#### Dataset extract:
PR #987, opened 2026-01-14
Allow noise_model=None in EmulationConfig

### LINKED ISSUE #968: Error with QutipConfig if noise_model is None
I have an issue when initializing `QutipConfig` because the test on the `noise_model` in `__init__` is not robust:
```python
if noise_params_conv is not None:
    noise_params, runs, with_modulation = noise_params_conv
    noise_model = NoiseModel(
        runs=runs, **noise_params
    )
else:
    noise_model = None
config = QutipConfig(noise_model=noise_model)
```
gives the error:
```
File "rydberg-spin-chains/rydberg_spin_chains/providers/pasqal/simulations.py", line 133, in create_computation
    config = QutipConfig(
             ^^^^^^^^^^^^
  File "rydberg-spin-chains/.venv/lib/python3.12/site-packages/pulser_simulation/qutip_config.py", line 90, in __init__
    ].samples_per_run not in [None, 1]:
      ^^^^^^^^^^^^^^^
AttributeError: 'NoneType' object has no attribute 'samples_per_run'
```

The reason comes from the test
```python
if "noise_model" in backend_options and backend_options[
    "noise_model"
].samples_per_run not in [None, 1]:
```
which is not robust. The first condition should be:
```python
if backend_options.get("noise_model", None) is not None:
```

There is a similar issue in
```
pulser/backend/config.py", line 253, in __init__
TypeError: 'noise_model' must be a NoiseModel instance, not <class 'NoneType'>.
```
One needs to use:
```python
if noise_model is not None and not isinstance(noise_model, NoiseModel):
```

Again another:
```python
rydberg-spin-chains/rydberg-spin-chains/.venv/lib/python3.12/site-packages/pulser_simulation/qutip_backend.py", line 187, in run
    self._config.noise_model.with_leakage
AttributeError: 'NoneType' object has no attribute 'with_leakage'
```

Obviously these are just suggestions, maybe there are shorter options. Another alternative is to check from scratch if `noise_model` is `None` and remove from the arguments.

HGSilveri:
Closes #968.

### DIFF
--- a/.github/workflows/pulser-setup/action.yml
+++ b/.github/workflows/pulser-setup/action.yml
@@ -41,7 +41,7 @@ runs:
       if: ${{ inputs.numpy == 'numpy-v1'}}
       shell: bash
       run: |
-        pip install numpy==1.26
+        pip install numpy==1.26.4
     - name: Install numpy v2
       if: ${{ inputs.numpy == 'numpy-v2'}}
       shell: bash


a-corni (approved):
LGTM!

...

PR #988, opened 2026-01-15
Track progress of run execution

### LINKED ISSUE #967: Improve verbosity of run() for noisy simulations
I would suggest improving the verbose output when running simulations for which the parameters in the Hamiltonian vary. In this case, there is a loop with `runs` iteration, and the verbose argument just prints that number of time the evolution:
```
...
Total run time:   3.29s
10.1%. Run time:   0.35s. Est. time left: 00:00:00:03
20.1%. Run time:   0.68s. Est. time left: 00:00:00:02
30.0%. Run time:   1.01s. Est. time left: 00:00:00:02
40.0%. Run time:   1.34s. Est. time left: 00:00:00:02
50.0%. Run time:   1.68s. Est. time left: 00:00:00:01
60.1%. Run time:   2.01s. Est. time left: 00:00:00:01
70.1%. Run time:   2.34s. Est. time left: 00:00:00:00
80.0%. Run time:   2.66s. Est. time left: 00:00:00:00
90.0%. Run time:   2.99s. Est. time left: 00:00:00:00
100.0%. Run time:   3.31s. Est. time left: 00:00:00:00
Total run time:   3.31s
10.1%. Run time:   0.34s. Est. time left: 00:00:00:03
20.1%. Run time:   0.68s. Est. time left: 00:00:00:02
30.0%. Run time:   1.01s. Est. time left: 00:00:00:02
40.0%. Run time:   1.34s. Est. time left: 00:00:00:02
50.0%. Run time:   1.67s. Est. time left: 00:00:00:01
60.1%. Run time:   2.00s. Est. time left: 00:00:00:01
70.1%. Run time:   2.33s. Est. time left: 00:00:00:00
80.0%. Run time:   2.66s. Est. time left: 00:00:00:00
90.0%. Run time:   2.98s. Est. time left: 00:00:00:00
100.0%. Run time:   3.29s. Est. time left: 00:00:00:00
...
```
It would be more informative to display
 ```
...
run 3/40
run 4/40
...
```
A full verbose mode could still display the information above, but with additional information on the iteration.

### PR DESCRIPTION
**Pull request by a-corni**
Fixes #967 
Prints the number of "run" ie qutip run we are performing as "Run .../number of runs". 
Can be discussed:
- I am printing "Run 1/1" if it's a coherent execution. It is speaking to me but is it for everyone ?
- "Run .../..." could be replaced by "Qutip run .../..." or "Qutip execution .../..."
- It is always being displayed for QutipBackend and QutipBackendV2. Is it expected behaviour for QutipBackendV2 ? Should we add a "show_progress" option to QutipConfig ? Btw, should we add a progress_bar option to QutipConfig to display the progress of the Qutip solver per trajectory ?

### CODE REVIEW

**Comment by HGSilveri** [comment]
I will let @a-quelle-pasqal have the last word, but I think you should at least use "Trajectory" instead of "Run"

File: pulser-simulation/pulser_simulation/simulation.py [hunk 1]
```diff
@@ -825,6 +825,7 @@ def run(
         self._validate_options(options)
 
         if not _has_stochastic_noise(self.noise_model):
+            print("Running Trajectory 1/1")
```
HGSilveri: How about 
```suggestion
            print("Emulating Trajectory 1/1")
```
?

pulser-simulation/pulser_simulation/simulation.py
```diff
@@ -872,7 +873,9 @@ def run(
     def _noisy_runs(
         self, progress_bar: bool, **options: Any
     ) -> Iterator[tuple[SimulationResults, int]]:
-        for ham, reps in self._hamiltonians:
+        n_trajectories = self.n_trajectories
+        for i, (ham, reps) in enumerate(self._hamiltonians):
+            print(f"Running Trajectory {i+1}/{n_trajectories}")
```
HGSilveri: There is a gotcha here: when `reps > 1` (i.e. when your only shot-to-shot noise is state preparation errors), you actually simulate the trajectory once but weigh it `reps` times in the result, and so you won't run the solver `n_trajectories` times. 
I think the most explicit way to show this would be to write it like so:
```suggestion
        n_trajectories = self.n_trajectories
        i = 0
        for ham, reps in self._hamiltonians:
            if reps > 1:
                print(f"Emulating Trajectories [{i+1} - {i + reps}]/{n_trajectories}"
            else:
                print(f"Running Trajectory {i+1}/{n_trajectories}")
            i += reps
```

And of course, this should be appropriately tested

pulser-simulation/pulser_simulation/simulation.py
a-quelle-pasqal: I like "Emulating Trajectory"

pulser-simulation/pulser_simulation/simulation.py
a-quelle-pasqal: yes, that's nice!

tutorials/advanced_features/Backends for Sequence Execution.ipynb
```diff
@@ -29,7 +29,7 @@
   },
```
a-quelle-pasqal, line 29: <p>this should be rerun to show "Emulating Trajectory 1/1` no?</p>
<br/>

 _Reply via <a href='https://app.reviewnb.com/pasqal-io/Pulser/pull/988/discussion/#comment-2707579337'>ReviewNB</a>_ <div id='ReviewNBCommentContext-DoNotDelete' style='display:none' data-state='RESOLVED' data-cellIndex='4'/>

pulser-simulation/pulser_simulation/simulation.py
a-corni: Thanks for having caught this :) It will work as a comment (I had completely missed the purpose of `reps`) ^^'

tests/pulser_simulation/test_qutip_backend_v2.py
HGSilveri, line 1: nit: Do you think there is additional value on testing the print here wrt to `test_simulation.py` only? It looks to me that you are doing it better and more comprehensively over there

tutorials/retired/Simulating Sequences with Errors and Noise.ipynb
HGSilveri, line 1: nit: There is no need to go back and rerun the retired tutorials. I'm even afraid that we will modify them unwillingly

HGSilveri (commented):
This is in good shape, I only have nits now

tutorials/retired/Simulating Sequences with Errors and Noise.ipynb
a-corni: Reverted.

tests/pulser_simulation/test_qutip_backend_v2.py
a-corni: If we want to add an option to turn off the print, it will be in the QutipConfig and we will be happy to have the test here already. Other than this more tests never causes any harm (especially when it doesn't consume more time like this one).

#### Task item:
Every line above that holds the word "packages" needs to be copied.

#### Result of this task:
  File "rydberg-spin-chains/.venv/lib/python3.12/site-packages/pulser_simulation/qutip_config.py", line 90, in __init__
rydberg-spin-chains/rydberg-spin-chains/.venv/lib/python3.12/site-packages/pulser_simulation/qutip_backend.py", line 187, in run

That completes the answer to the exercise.